Mario Salazar es un artista plástico, estudioso
e investigador del mundo esotérico, y reconocido
cartomántico. En el año 1992, hizo una exposición
artística en la Galería Borkas de Lima,
en la que a partir de la iconografía moche nos
plantea una recreación del mundo andino a través
de imágenes.
Mario, en tus producciones notamos
una mixtura, un sincretismo de culturas que se vinculan
con el pasado precolombino del Perú. ¿Cómo
así se fue plasmando esa idea en tus producciones?
Eso fue cuando estuve estudiando en la escuela Nacional
de Bellas Artes. Estudiaba grabado y entre las técnicas
que más me gustaban fueron la xilografía,
el intagnio y la litografía. Su elaboración
y técnica me cautivaban, más que la serigrafía,
que también hacia. Al principio, trabajaba cosas
simbólicas, oníricas, símbolos
míos que tal vez soñaba y los trataba
de plasmar en las prácticas.

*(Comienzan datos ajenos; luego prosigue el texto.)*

PR #1924, opened 2022-07-19
remove spack ci cache in attempt to fix failing CI

bcumming:


brenthuisman:
Result: yes the problem is with the cache. Independently confirmed by Ebrains: Arbor v0.7 is live there though our package.py. 

Turns out Github many run into similar issues. Let's close this and see if it either solves with time, or try other solutions: #1926

PR #1931, opened 2022-08-01
Action must change `VERSION` except on version tag.

brenthuisman:
Trigger logic for wheel building is incorrect: VERSION must change in all cases except when a tag is pushed.

https://github.com/arbor-sim/arbor/actions/runs/2775920355


thorstenhater (approved):
👍

Issue #1845, opened 2022-02-22
Declaring both reading and writing an ion leads to modcc error 


schmitts:
With Arbor 0.6 having

`USEION p READ pi WRITE pi` in a mechanisms yields:

`the symbol defined pi can't be redeclared`

Omitting `READ` works.

PR #1936, opened 2022-08-04
modcc: Allow redundant, but correct READ declaration.

thorstenhater:
Fixes https://github.com/arbor-sim/arbor/issues/1845


boeschf (approved):
Looks good to me

PR #1937, opened 2022-08-04
Arborio reads from Stream objects now.

### LINKED ISSUE #1459: Allow reading from Buffer Object in PyArborio
Currently we have interfaces in ArborIO's Python wrapper that allows reading from a file like this
```Python
morph = arborio.load_XYZ('filename')
```
The more pythonic version is to read from a buffer/file descriptor-like object, which has a tiny bit
of boilerplate, but is more flexible
```Python
# read from file
with open('filename') as fd:
    morph = arborio.load_XYZ(fd)
# read from somewhere
my_string = foo() # HTTP? Redis?
morph = arborio.load_XYZ(StringIO(my_string))
```

thorstenhater:
Enable pyArborio input routines to consume Stream objects in addition to files by name.
- NML
- NeuroLucida ASC
- SWC

Closes #1459

### DIFF
--- a/python/cable_cell_io.cpp
+++ b/python/cable_cell_io.cpp
@@ -19,14 +19,10 @@ namespace pyarb {
 namespace py = pybind11;
 
 arborio::cable_cell_component load_component(py::object fn) {
-    const auto fname = util::to_path(fn);
-    std::ifstream fid{fname};
-    if (!fid.good()) {
-        throw arb::file_not_found_error(fname);
-    }
-    auto component = arborio::parse_component(fid);
+    auto contents  = util::read_file_or_buffer(fn);
+    auto component = arborio::parse_component(contents);
     if (!component) {
-        throw pyarb_error("Error while trying to load component from \"" + fname + "\": " + component.error().what());
+        throw pyarb_error(std::string{"Error while trying to load component: "} + component.error().what());
     }
     return component.value();
 };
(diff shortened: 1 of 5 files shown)


Helveg (commented):
I'm not up to speed with `arbor` testing, but it seems like you didn't add tests? I'd add a test for a string, a file object opened from filesystem, an in memory buffer, and something opened in an incorrect mode, for example truncated due to opening in write mode, and something opened in binary mode.

thorstenhater:
No tests so far, correct. Note that we _cannot_ read from a string. How would we distinguish a broken SWC in string from from a file name?

Helveg:
> I'd add a test for a string, a file object opened from filesystem, an in memory buffer, and something opened in an incorrect mode, for example truncated due to opening in write mode, and something opened in binary mode.

I'll be clearer:

* Pass a string `path` as argument, as a file path to a morphology file.
* Pass a file object from `open(path, "r")`
* Pass a file-like object from `io.StringIO(open(path, "r"))` to emulate the data coming from other buffers the `io` module supports.
* Pass a file object from `open(path, "w")` and `open(path, "rb")`

brenthuisman:
@Helveg You started this review, let me know when you OK it.

Helveg:
Well I don't think my requested changes have been implemented, right @thorstenhater?

thorstenhater:
They were ... though I forgot to add the relevant file.

thorstenhater:
Here you go.

Helveg (approved):
Appeased. Subject shall live to see another day. 👑

thorstenhater:
Oh ... I was referring to `black` ;).

brenthuisman (approved):

PR #1938, opened 2022-08-05
Excise fvm type aliases

thorstenhater:
- Remove the redundant `fvm_(value|size|index)_type` aliases and replace them with the raw ABI types.
- Simplify includes.


arbor/include/arbor/mechanism_abi.h
```diff
@@ -5,6 +5,9 @@
 
 #ifdef __cplusplus
 extern "C" {
+
+using namespace arb;
```
AdhocMan, line 9: I did a brief test test and the `using namespace` statement seems to be global if placed within an `extern` block, which does not limit its scope. So you might have to use the namespace prefix instead, since this is a header file.

AdhocMan: Or alternatively, I believe an enclosing `namespace arb { ... }` around the extern block should not affect any C symbol names inside and allow you to omit the prefix.

thorstenhater: That's an interesting interaction! I should have trusted my former self here.

thorstenhater: Reverted.

boeschf (approved):

Issue #1647, opened 2021-09-08
Newb-trap in spike recording docs


Helveg:
The [docs](https://docs.arbor-sim.org/en/latest/python/simulation.html#recording-spikes) seem to contain a nice self contained example of recording spikes that I can use on my own recipes in plug-and-play/copy-paste fashion and that it contains all necessary ingredients for recording spikes. It is also highly ranked in SEO concerning recording of spikes and no alternatives or additional docs seem to exist on the topic.

.

.

.

It does fail to mention that a `spike_detector` is required 🙃

PR #1939, opened 2022-08-05
add spike source docs.

thorstenhater:
Explain where spikes come from.

Closes https://github.com/arbor-sim/arbor/issues/1647


Helveg (commented):
Is there anything reasonable that can be done in the code example to show "oh hey, we have 3 spike detectors, so now we have spikes with id 0-2", that'll show the input output relationship?

thorstenhater:
Yes, @brenthuisman earmarked this for himself. But the gist is, we are going to attach a metadata field to the spike callback, eg location as s-exp string and label string, so you can engage in some filtering. At least in C++ that should work, for Python performance might be an issue.

thorstenhater:
Fixed: https://github.com/arbor-sim/arbor/issues/1941

doc/concepts/interconnectivity.rst
```diff
@@ -39,6 +39,17 @@ A recipe lets you define which sites are connected to which.
    action potential
       Spikes travel over :term:`connections <connection>`. In a synapse, they generate an event.
 
+   spike detector
```
brenthuisman, line 42: Have a `:ref:` to Python's `arbor.spike_detector`. It may be confusing to define the concept without referencing the class.

doc/concepts/interconnectivity.rst
```diff
@@ -39,6 +39,17 @@ A recipe lets you define which sites are connected to which.
...
+   Placed on a cell. Possible source of a connection. Detects crossing of a fixed threshold and generates
+   corresponding events.
+
+   spike source cell
```
brenthuisman, line 46: Same: have a `:ref:` to Python API `arbor.spike_source_cell`. It may be confusing to define the concept without referencing the class.

doc/concepts/interconnectivity.rst
```diff
@@ -39,6 +39,17 @@ A recipe lets you define which sites are connected to which.
...
+   Artificial cell to generate spikes on a given schedule.
+
+   recording
```
brenthuisman, line 49: Same-ish: a link to https://docs.arbor-sim.org/en/latest/python/simulation.html#recording-spikes

brenthuisman (changes requested):

doc/concepts/interconnectivity.rst
brenthuisman: Also, there is a stub in `/doc/concepts/decor.rst` for this. Maybe move this documentation there, since talking specifically about being placed (should that list of placeables be termified then?). A second (more abstract?) definition of a `spike detector` might be confusing.

thorstenhater:
> Also, there is a stub in /doc/concepts/decor.rst for this. Maybe move this documentation there, since talking specifically about being placed (should that list of placeables be termified then?). A second (more abstract?) definition of a spike detector might be confusing.

That's the core issue right there, they are both part of the data collection framework _and_ of the networking facilities. 
So, where to categorise them? I'd prefer to explain the detector as part of the interconnectivity as that is the topic where 
I consider them most important. And then -- of course -- link to data extraction (you know, you can actually write out
those spikes we use to network) and how to set them up (since that's how they come into being).

brenthuisman:
> That's the core issue right there, they are both part of the data collection framework _and_ of the networking facilities. So, where to categorise them?

=> they should be in both places. By adding a link I'll let you get away with adding text just once :) BUT, it would be confusing to have some of them in decor->placeables, and others under interconnectivity. Currently in the former there lives `1. Connection sites` and `3. Gap junction connection sites`. Could be then move that over too (and replace with links)? And maybe we can add a few lines (too decor->placeables) on the subject of spike detectors that explains their dual use and details their use for the case where people want to get spiking times/counts out?

doc/concepts/interconnectivity.rst
thorstenhater: It's now cross-referenced and cross-explained in simulation and interconnectivity, plus API and placing ... enough.

thorstenhater:
I likewise approve your additions ... it's still funny to me that we can circumevent review process this way.

PR #1940, opened 2022-08-05
Elaborate on mpi4py.

### LINKED ISSUE #1785: Passing `COMM_WORLD` to context constructors fails if `mpi4py` is installed after `arbor` is built
**Describe the bug**

A regression occurred where MPI communicators can no longer be passed to `context`:

```
>>> import arbor
>>> from mpi4py.MPI import COMM_WORLD
>>> arbor.context(mpi=COMM_WORLD)
RuntimeError: mpi must be None, or an MPI communicator
```

**Context**
I'm on PizDaint's `daint-gpu` stack with Spack built Python.

thorstenhater:
Explain that
- mpi4py might be needed when throwing MPI error.
- mpi4py needs to be baked into Arbor at build time.

Closes #1785

### DIFF
--- a/doc/install/python.rst
+++ b/doc/install/python.rst
@@ -91,8 +91,9 @@ The following flags can be used to configure the installation:
 
 * ``ARB_WITH_NEUROML=<ON|OFF>``: Enable support for NeuroML2 morphologies,
   requires ``libxml2`` library. Default ``OFF``
-* ``ARB_WITH_MPI=<ON|OFF>``: Enable MPI support, requires MPI library.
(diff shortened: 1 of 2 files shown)


Helveg (approved):
That's good!

boeschf (approved):
Looks like it gives a better error message, I think the issue can be resolved like this.

thorstenhater:
Explain that

    mpi4py might be needed when throwing MPI error.
    mpi4py needs to be baked into Arbor at build time.

PR #1943, opened 2022-08-06
Expose find_private_gpu to python

### LINKED ISSUE #1895: Allocating the same GPU on multiple processes leads to `RuntimeError: GPU memory` error
**Describe the bug**
When multiple Arbor processes target the same GPU, i.e. 2+ arbor processes on the same hardware unit create an `arbor.context` with an `arbor.proc_allocation` that targets the same `gpu_id`, the following error occurs:

```
  File "/users/bp000347/arbenv/bin/bsb", line 33, in <module>
    sys.exit(load_entry_point('bsb', 'console_scripts', 'bsb')())
  File "/users/bp000347/arbenv/bsb/bsb/cli.py", line 26, in scaffold_cli
    start_cli()
  File "/users/bp000347/arbenv/bsb/bsb/cli.py", line 255, in start_cli
    scaffoldInstance.run_simulation(cl_args.simulation, quit=True)
  File "/users/bp000347/arbenv/bsb/bsb/core.py", line 386, in run_simulation
    simulation, simulator = self.prepare_simulation(simulation_name)
  File "/users/bp000347/arbenv/bsb/bsb/core.py", line 419, in prepare_simulation
    simulator = simulation.prepare()
  File "/users/bp000347/arbenv/bsb/bsb/simulators/arbor/adapter.py", line 456, in prepare
    simulation = arbor.simulation(recipe, self.domain, context)
RuntimeError: GPU memory:: gpu_malloc unable to allocate 322812 bytes: all CUDA-capable devices are busy or unavailable
```

There are several problems:

* This seems like an entirely preventable error: Don't allow arbor processes to target the same GPU, you have all information in the `arbor.context` to figure out this will happen, and to prevent it. Some mention of this restriction in the docs on hardware allocation would also be good.
* The error does not contain enough information to point to a cause, who knows why the CUDA device is busy or unavailable, users will probably be unaware that they double-booked their GPU:
  * The call stack trace ends in `arbor.simulation`, no deeper CPP information is captured (see #1896)
  * The error message is a non-descript message, presumably raised by nvidia, uncaught, wrapped by pyarb and reraised
* Because the error is gobbled up by pyarb, there's no straightforward (or documented by Arbor) way to interrupt at the point where the error occurs. (see #1897)

thorstenhater:
Adds an `arbor.env` submodule to our bindings and exposes `find_private_gpu` through it.

Closes #1895

### DIFF
--- a/doc/python/hardware.rst
+++ b/doc/python/hardware.rst
@@ -68,6 +68,20 @@ Helper functions for checking cmake or environment variables, as well as configu
 
     Check if MPI is finalized.
 
+Env: Helper functions
+---------------------
+
+The ``arbor.env`` module collects helper functions for interacting with the environment.
+
+.. function:: find_private_gpu(comm)
+
+   Requires GPU and MPI. Will return an integer id of a GPU such that each GPU
+   is mapped to at most one MPI task (on the same node as the GPU). Raises an
+   exception if
+   - not built with GPU or MPI support
+   - unable to satisfy the constraints above
+   - handed an invalid or unknown MPI communicator object
+
 Prescribed resources
 ---------------------
 
--- a/python/CMakeLists.txt
+++ b/python/CMakeLists.txt
@@ -38,6 +38,7 @@ set(pyarb_source
     schedule.cpp
     simulation.cpp
     single_cell_model.cpp
+    env.cpp
 )
 
 # compile the pyarb sources into an object library that will be
--- a/python/env.cpp
+++ b/python/env.cpp
@@ -1,0 +1,35 @@
+#include <pybind11/pybind11.h>
+
+#include <arborenv/gpu_env.hpp>
+
+#include "mpi.hpp"
+#include "error.hpp"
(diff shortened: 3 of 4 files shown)


thorstenhater:
bors try

thorstenhater:
bors try

boeschf:
should this new functionality be documented somewhere?

thorstenhater:
No! If we did, someone could use it!

No, of course, I just forgot.

boeschf (approved):
looks good, certainly useful to have this exposed. For future: may be worth to investigate if we can add some sane default GPU assignment if unspecified.

thorstenhater:
Re future: I assume @bcumming sensed a disturbance in the force right now. We could follow the ideas we implemented for the threading interface in Python and have 'none' (default), 'any' and 'private' tags to be passed to the context builder, in addition to ordinals. Even 'any' might be of disputable usefulness.

PR #1950, opened 2022-08-16
Make `mpoint`s hashable.

thorstenhater:
The GUI would like to have lookups from `arb::mpoint` to something, so please make it happen ;)


AdhocMan (approved):
lgtm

Hasta que por intermedio
de mis compañeros y algunos comentarios me fui
enterando de objetos visuales sobre la cultura Moche.
La cultura Moche me atrajo mucho por su manera de manejar
el asunto sacerdotal, militar y el agrícola.
Comencé a investigar, leí el libro de
María Rostorowsky, sobre Dioses Mayores, Dioses
Menores, símbolos que me cautivaron aún
más, y de cómo estos Dioses han ido generando
el desarrollo vital de una comunidad, así como
el Dios Rayo Pariacaca y la Madre Tierra, y la unión
de este rayo con la tierra generaba la vida, y de conocer
que el planeta Venus esta representado como un puma
y que la luna, el sol y este planeta Venus generan todo
un tipo de imagen en el cielo que tiene que ver con
fechas de la siembra, de la cosecha. Todo esto me comenzó
a llamar mucho la atención, además por
que tiene que ver con nosotros los peruanos.
¿Eso queríasa expresar
en tu exposición que hiciste hace unos años?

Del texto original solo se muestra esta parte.